TASK OBJECTIVE — Copy out all of the entries, keeping every word the same.

[Items from a data source]
PR #1549, opened 2025-07-28
feat(flagd): Adjust to disable-sync-metadata toggle in flagd

### LINKED ISSUE #1509: [flagd] use `sync_context` field instead of `GetMetadata`
# [flagd] use `sync_context` field instead of `GetMetadata`

## Background

Currently, to support static context enrichment via attributes sent from flagd, in-process providers call [sync.GetMetadata](https://buf.build/open-feature/flagd/docs/main:flagd.sync.v1#flagd.sync.v1.FlagSyncService.GetMetadata) along with starting the stream. This is not ideal. The stream isn't valid without the metadata response (since it could result in rules not functioning as expected due to missing attributes) and  the metadata response is useless without the stream. 

This has been implemented in flagd with [this PR](https://github.com/open-feature/flagd/pull/1642).
We need to absorb this change by making use of this new field in in-process providers

## Requirements

- [ ] while initializing the `SyncFlags` stream, continue to call `getMetadata`, but override it with the results from the `sync_context` field, if present (it's optional, so its presence can be checked).
- [ ] associated tests

leakonvalinka:
## This PR

- adjusts the implementation to handle both paths that the `disable-sync-metadata` toggle introduces

### Related Issues

relates: [#1584](https://github.com/open-feature/flagd/issues/1584)
closes: https://github.com/open-feature/java-sdk-contrib/issues/1509

### DIFF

SOLUTION TO THE PROBLEM —
PR #1549, opened 2025-07-28
feat(flagd): Adjust to disable-sync-metadata toggle in flagd

### LINKED ISSUE #1509: [flagd] use `sync_context` field instead of `GetMetadata`
# [flagd] use `sync_context` field instead of `GetMetadata`

## Background

Currently, to support static context enrichment via attributes sent from flagd, in-process providers call [sync.GetMetadata](https://buf.build/open-feature/flagd/docs/main:flagd.sync.v1#flagd.sync.v1.FlagSyncService.GetMetadata) along with starting the stream. This is not ideal. The stream isn't valid without the metadata response (since it could result in rules not functioning as expected due to missing attributes) and  the metadata response is useless without the stream. 

This has been implemented in flagd with [this PR](https://github.com/open-feature/flagd/pull/1642).
We need to absorb this change by making use of this new field in in-process providers

## Requirements

- [ ] while initializing the `SyncFlags` stream, continue to call `getMetadata`, but override it with the results from the `sync_context` field, if present (it's optional, so its presence can be checked).
- [ ] associated tests

leakonvalinka:
## This PR

- adjusts the implementation to handle both paths that the `disable-sync-metadata` toggle introduces

### Related Issues

relates: [#1584](https://github.com/open-feature/flagd/issues/1584)
closes: https://github.com/open-feature/java-sdk-contrib/issues/1509

### DIFF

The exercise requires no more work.